The Rate of Weathering-Derived Calcium Input to a Base-Poor Forest Ecosystem in the Northeastern USA

Over the past 50 years,acid deposition in the northeastern USA has leached calcium and other base cations (K, Na, and Mg) from the soil exchange complex, creating a nutrient-poor environment for trees. In order to quantify losses from the soil exchange pool and estimate ecosystem recovery from acid deposition, inputs from atmospheric deposition and mineral weathering must be known. Atmospheric deposition can be measured directly, but weathering inputs are difficult to distinguish from cation exchange pool depletion in stream fluxes.
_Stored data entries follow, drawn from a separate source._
PR #268, opened 2024-05-01
[AGORA-1967, AGORA-1962, AGORA-1963] Issue JWT in response to SIWE flow

Flip-Liquid:
## PR-Codex overview
The focus of this PR is to enhance authentication and verification processes in the application.

### Detailed summary
- Added nonce verification in `oas_v1.yaml`
- Updated `generate-typechain` script in `package.json`
- Added new imports and functions in `route.tsx`
- Updated JWT generation and scope logic in `serverAuth.ts`


src/app/api/v1/auth/verify/route.tsx
```diff
@@ -1,11 +1,68 @@
...
+} from "@/app/lib/auth/serverAuth";
 
+// This should create a user id record if there is not one already
+// This should not generate an API key
 export async function POST(request: Request) {
+  const body = await request.json();
+  const { message, signature, nonce } = body;
+
+  // N.B. the below assumes the address we're validating is an
+  // EOA. For EIP-1271, a provider will be necessary
```
stepandel, line 16: we can use https://github.com/voteagora/agora-next/blob/main/src/lib/serverVerifyMessage.ts#L6 for this

src/app/api/v1/auth/verify/route.tsx
```diff
@@ -1,11 +1,68 @@
...
+        chain: {
+          connect: {
+            id: "10",
+          },
+        },
+        enabled: true,
+        description: "Created by SIWE verification",
+      },
+    });
+  }
```
stepandel, line 53: is this just for record keeping? if so, we could do this db call async

src/app/api/v1/auth/verify/route.tsx
```diff
@@ -1,11 +1,68 @@
...
+
+  // create JWT
+  // TODO: resovle scope based on wallet address or user record
+  // TODO: resolve ttl based on wallet address or user record
+  const scope = await getScopeForUser(user.id);
+  const ttl = await getExpiryForUser(user.id);
```
stepandel, line 59: are we expecting this to be different for every user? just want to make sure we're not overthinking this

src/app/api/v1/auth/verify/route.tsx
Flip-Liquid: More or less; the idea is that we create a user ID for monitoring purposes. I can make this more concurrent, since it's not essential for authentication

src/app/api/v1/auth/verify/route.tsx
Flip-Liquid: No, probably not for SIWE routes, this is probably YAGNI for /verify

src/app/api/v1/auth/verify/route.tsx
Flip-Liquid: actually; we do need this in the auth flow to generate the user ID for the JWT request.

src/app/api/v1/auth/verify/route.tsx
stepandel: multi-sigs are gonna be a pretty common use case here

Flip-Liquid:
Bet, I'll send an iteration in that case

src/app/api/v1/auth/verify/route.tsx
Flip-Liquid: addressed this one in https://github.com/voteagora/agora-next/pull/269 by accident @stepandel

stepandel (approved):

The objectives of this study were to determine the variability of long-term weathering rates across a small watershed at Hubbard Brook Experimental Forest (HBEF), NH, and to compare these rates to the current flux of cations from the watershed. The HBEF is a northern hardwood forest last logged in the early 1900s; at higher elevations, conifers are dominant. Soils have developed on relatively homogeneous, glacial till deposited about 14,000 years ago and derived predominantly from granodiorite and pelitic schist. Soils were sampled by horizon from 45 soil pits within a 12-hectare watershed. Long-term weathering rates were calculated as the loss of elements from soils relative to the parent material using Ti as an immobile element. The average long-term chemical weathering rate in the watershed (40 meq m^-2 yr^-1) is similar to rates in other 10 to 15 ka old soils developed on granitic till in temperate climates. The soil parent material is chemically homogeneous, yet the weathering rates range from 21 to 65 meq m^-2 yr^-1 across the watershed, generally increasing with elevation due to changes in vegetation, soil water flow paths, and depth to impermeable bedrock. Feldspar weathering rates are greater at higher elevations at HBEF. Plagioclase weathering accounts for a significant amount (56-84%) of the calcium lost from the soils over the last 14,000 years, while the dissolution of apatite accounts for 15 to 32%. The present-day loss of base cations from the watershed greatly exceeds the long-term weathering rate providing additional support that the pool of exchangeable base cations in the soil continues to be diminished.